The control factors are the measures that can be changed in design to affect the mean response of the component or system to reduce variability.
The response refers to the output of the component or system in the form of force, energy, material, signal, etc. For example, the set point of VGT vane opening is a control factor, but the tolerance of the VGT opening due to turbine actuator errors is a noise factor. Changing control factors can make the system function more robust (i.e., less sensitive to the influence of noises). The error states identify the failure modes. The error states reflect the deviation of the intended function, and they are potential failure modes.

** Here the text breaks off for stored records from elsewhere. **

PR #121, opened 2022-05-26
Update accessing_external_data.ipynb

spa0002:
- Updated cell 4 such that `download` variable gets the first granule from `results`.

- Updated wording to reflect changes to the code


wildintellect (commented):
NASA Goddard Commercial Cloud (GCC) MAAP ADE <- that's not the right way to name it. Internally it was important to distinguish between Ops, UAT, and DIT but not for most users. @kbugbee1 any suggestions?

 **External data access application approval**, Which permission is required for MAAP user? or does it depend on which collections they need access to?

Why are we using NASA CMR for the 2nd example? It's good to show data not in MAAP CMR but maybe we need to be clear on the example. HLS would be a good dataset to demo, GEDI L3 is odd because we do have that in our CMR (links to DAAC for download).
 
I realize @spa0002 might not be able to answer these questions. Can reassign next sprint.

sumantjha (commented):
1. docs/source/_static/page_with_authorized_application.png
It shows your name up there. Not a blocker and entirely your preference, but might be a privacy issue. May be block it up with something. 
2. docs/source/_static/profile_page.png
Same comment as above.

wildintellect (approved):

There are seven types of failure modes, namely omission of action, excessive action, incomplete action, erratic action, uneven action, action too slow, and action too fast. For example, the error states for a diesel aftertreatment system may include excessive tailpipe emissions, excessive back pressure, increased BSFC, decreased time between DPF regeneration cycles, etc.
At the end, a robustness checklist can be developed to manage the noise factors and failure modes. Each failure event is assessed by the frequency of occurrence of the cause (O), the severity of the effect (S) and the ability of detection (D, Fig. 1.9). To quantify the risks, each failure mode may have a risk priority number, calculated as the product of occurrence, severity, and detection. Design changes are usually required in order to reduce the occurrence and the severity and consequently the risk.